> _Task_
The full listing below should be repeated exactly.

> _Given information_

PR #355, opened 2021-08-31
Sufficiently align blobs

### LINKED ISSUE #339: llama::One is insufficiently aligned
`llama::One` represents and maintains storage for a single record value. From the perspective of the compiler however, it is just a byte array plus the mapping and an empty array dimension coord. The latter two occupy no space and are optimized away by `[[no_unique_address]]`. The compiler thus computes an alignment of 1 for a `llama::One`. However, on access, bytes inside a `llama::One` are reinterpreted as types with higher than one alignment requirements. `llama::One` itself thus needs to be aligned properly depending on the contained record values.

bernhardmgruber:
This PR fixes #339, by extending the blob allocator interface to also receive an alignment. This alignment is computed in `allocView`.
The new APIs `alignOf` and `flatAlignOf` are added as well.

### DIFF
--- a/docs/pages/blobs.rst
+++ b/docs/pages/blobs.rst
@@ -7,8 +7,14 @@ Blobs
 
 When a :ref:`view <label-view>` is created, it needs to be given an array of blobs.
 A blob is an object representing a contiguous region of memory where each byte is accessible using the subscript operator.
-The number of blobs and the size of each blob is a property determined by the mapping used by the view.
+The number of blobs and the alignment/size of each blob is a property determined by the mapping used by the view.
 All this is handled by :cpp:`llama::allocView()`, but I needs to be given a blob allocator to handle the actual allocation of each blob.
+
+.. code-block:: C++
+
+    auto blobAllocator = ...;
+    auto view = llama::allocView(mapping, blobAllocator);
+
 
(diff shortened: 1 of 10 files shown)


docs/pages/blobs.rst
```diff
@@ -20,43 +26,38 @@ Contrary, if a :cpp:`std::shared_ptr<std::byte[]>` is used, the storage is share
...
-A blob allocator is a callable which returns an appropriately sized blob given a desired allocation size in bytes.
-There is a number of a buildin blob allocators:
+A blob allocator is a callable which returns an appropriately sized blob given a desired compile-time alignment and runtime allocation size in bytes.
+Choosing the right compile-time alignment has implications on the read/write speed on some CPU architectures and may even lead to CPU exceptions if data is not properly aligned.
+A blob allocator is called like this:
+
+.. code-block:: C++
+
+    auto blobAllocator = ...;
+    auto blob = blobAllocator(std::integral_constant<std::size_t, Alignment>{}, size);
```
bernhardmgruber, line 36: I am not entirely sure I like the design. Passing the `integral_constant` is quite verbose. But I also do not want to have a template parameter for it because then we cannot use lambda's as blob allocators in C++17.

> _Exercise solution_
PR #355, opened 2021-08-31
Sufficiently align blobs

### LINKED ISSUE #339: llama::One is insufficiently aligned
`llama::One` represents and maintains storage for a single record value. From the perspective of the compiler however, it is just a byte array plus the mapping and an empty array dimension coord. The latter two occupy no space and are optimized away by `[[no_unique_address]]`. The compiler thus computes an alignment of 1 for a `llama::One`. However, on access, bytes inside a `llama::One` are reinterpreted as types with higher than one alignment requirements. `llama::One` itself thus needs to be aligned properly depending on the contained record values.

bernhardmgruber:
This PR fixes #339, by extending the blob allocator interface to also receive an alignment. This alignment is computed in `allocView`.
The new APIs `alignOf` and `flatAlignOf` are added as well.

### DIFF
--- a/docs/pages/blobs.rst
+++ b/docs/pages/blobs.rst
@@ -7,8 +7,14 @@ Blobs
 
 When a :ref:`view <label-view>` is created, it needs to be given an array of blobs.
 A blob is an object representing a contiguous region of memory where each byte is accessible using the subscript operator.
-The number of blobs and the size of each blob is a property determined by the mapping used by the view.
+The number of blobs and the alignment/size of each blob is a property determined by the mapping used by the view.
 All this is handled by :cpp:`llama::allocView()`, but I needs to be given a blob allocator to handle the actual allocation of each blob.
+
+.. code-block:: C++
+
+    auto blobAllocator = ...;
+    auto view = llama::allocView(mapping, blobAllocator);
+
 
(diff shortened: 1 of 10 files shown)


docs/pages/blobs.rst
```diff
@@ -20,43 +26,38 @@ Contrary, if a :cpp:`std::shared_ptr<std::byte[]>` is used, the storage is share
...
-A blob allocator is a callable which returns an appropriately sized blob given a desired allocation size in bytes.
-There is a number of a buildin blob allocators:
+A blob allocator is a callable which returns an appropriately sized blob given a desired compile-time alignment and runtime allocation size in bytes.
+Choosing the right compile-time alignment has implications on the read/write speed on some CPU architectures and may even lead to CPU exceptions if data is not properly aligned.
+A blob allocator is called like this:
+
+.. code-block:: C++
+
+    auto blobAllocator = ...;
+    auto blob = blobAllocator(std::integral_constant<std::size_t, Alignment>{}, size);
```
bernhardmgruber, line 36: I am not entirely sure I like the design. Passing the `integral_constant` is quite verbose. But I also do not want to have a template parameter for it because then we cannot use lambda's as blob allocators in C++17.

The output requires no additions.